Doğan CEREN : Sorunuz, günümüz yazın ve sanat çalışmaları alanında en çok merak edilen ve üzerine kafa yorulan bir konu. Sorunuza bir ekleme yapmam gerekirse; yapay zeka denen gelişmeyle birlikte artık kişilerin bir başlık vermesiyle adınıza şiir, roman, öykü, resim gibi şeyler üretiliyor. Öyleki verilen konu başlığıyla ilgili mükemmele yakın yazılımlar yapılıyor ama şair, yazar ve ressamın bakış açısı, duygusal yüklemi yok oluyor. Önümüzdeki yıllar muhtemelen kağıt basımı eserler tedavülden kalkacak. Ama, hiç bir şey alternatifsiz değildir. Bu konuda da bir çıkış yolu bulunacaktır. Belki telif hakları dikate alınarak eser hırsızlığına karşı önlemler alınarak kitaplar online temin edilebilir. Bizler yine de yazmaya, fotoğraf çekmeye ve okuyucuya ulaşmak için kafa yormaya devam edelim derim.

SORU : Doğan hocam, özellikle yeni nesil gençlere bir mesajınız var mı? Okuma yazma konusunda neler söylemek istersiniz?

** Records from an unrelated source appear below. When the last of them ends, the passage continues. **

PR #1149, opened 2024-04-03
Helper: find questions in `data` that match a predicate

handeyeco:
## Summary:
I thought maybe this would be helpful. I needed a way to find questions where grid step was greater than our tick step.

The idea is this can be modified as needed to help other people find the data they need.

I know `jq` exists, but I'd rather stick to my JS roots.

### DIFF
--- a/data/find-questions.js
+++ b/data/find-questions.js
@@ -1,0 +1,81 @@
+/**
+ * To use this:
+ * - Modify `predicateCallback` to look for questions that
+ *   match your requirements
+ * - run: node find-questions.js
+ */
+
+const Path = require("path");
+const fs = require("fs");
+
+// ==========================
+// MODIFY THIS WHEN SEARCHING
+// ==========================
+
+/**
+ * predicateCallback used to check if the given question matches
+ * the rules you're looking for
+ *
+ * @param {PerseusRenderer} q the question to check
+ * @returns {boolean} whether the question is a match
+ */
+function predicateCallback(q) {
+    // Look through each widget in the question
+    for (let widget of Object.values(q.widgets)) {
+        // Skip everything that's not an interactive-graph
+        if (widget.type !== "interactive-graph") continue;
+
+        // Make sure the interactive-graph has the data we're comparing
+        if (!widget?.options?.gridStep || !widget?.options.step) continue;
+
+        // Do that actual check
+        const [xGridStep, yGridStep] = widget.options.gridStep;
+        const [xTickStep, yTickStep] = widget.options.step;
+        if (xGridStep > xTickStep || yGridStep > yTickStep) {
+            return true;
+        }
+    }
+
+    return false;
+}
+
+// ================================
+// DON'T MODIFY THIS WHEN SEARCHING
+// ================================
+
+// Find all `.json` files in a directory (recursive)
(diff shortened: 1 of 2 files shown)


data/find-questions.js
```diff
@@ -0,0 +1,88 @@
...
+        const data = fs.readFileSync(fileName, "utf8");
+        const json = JSON.parse(data);
+        if (predicateCallback(json)) {
+            output.push(data);
+        }
+    }
+}
+
+function main() {
+    findJsonFiles("./questions");
```
benchristel, line 79: Why not have `findJsonFiles` return the files it found? I think that's clearer and less mistake-prone than using a global.

data/find-questions.js
```diff
@@ -0,0 +1,88 @@
...
+    checkFiles();
```
benchristel, line 80: Same thing here, `checkFiles` could return the `output`.

benchristel (approved):
This is a great idea. I left a couple small suggestions inline which I would prefer to be addressed, but I won't insist on it. I don't think this needs another round of review in any case!

data/find-questions.js
```diff
@@ -0,0 +1,88 @@
+/**
+ * To use this:
+ * - Modify `predicateCallback` to look for questions that
+ *   match your requirements
+ * - run: node find-questions.js
```
jeremywiebe, line 5: One idea.  If you want to use TypeScript and ES module imports in this file, you could:
  * Rename it to `.ts`
  * Add `#!/usr/bin/env -S node -r @swc-node/register` as the first line in this file
  * Run `chmod +x dev/find-questions.js`

Then we'd be able to use types here and run it by simply doing `./dev/find-questions.js`.  You can see an example of this in `utils/extract-strings.ts`

Totally optional though!

jeremywiebe (approved):
Love the idea. Had one thought about using TS, but it's not required.

data/find-questions.js
handeyeco: It was just laziness. I copy/pasted some recursive code from SO and I didn't want to think about it. Fixed.

data/find-questions.js
handeyeco: For `findJsonFiles` I copy/pasted and `checkFiles` I just matched the other function's style. Fixed.

data/find-questions.js
```diff
@@ -0,0 +1,88 @@
...
+        // Do that actual check
+        const [xGridStep, yGridStep] = widget.options.gridStep;
+        const [xTickStep, yTickStep] = widget.options.step;
+        if (xGridStep > xTickStep || yGridStep > yTickStep) {
+            return true;
+        }
+    }
+
+    return false;
+}
```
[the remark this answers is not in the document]
handeyeco: I like this idea! It got me scope creeping though...what if we add flags too so that people don't have to modify the file at all if the predicate they want exists! I think I'll land it and we can iterate.

data/find-questions.js
handeyeco: Done, thanks

benchristel: TIL: `#!/usr/bin/env -S node -r @swc-node/register`

That's a neat trick!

Doğan CEREN : Yeni nesillere önerim; sevgilinize, tabiata ve topluma dair duygu ve düşüncelerinizi Chat-Chipiti gibi programlarla değil, kalbinizin sesine kulak vererek dillendirin. Özgür ve üretken birer birey olmak istiyorsanız İster basılı olsun, ister online olsun kendiniz yazın ve yazanları aktif olarak kendiniz okumayı tercih edin...

SORU : Bu küçük röportajımız için bana ayırdığın kıymetli zamanın için gerçekten teşekkür ediyorum. Sağlıklı bir ömür ve yazın hayatında başarılar diliyorum...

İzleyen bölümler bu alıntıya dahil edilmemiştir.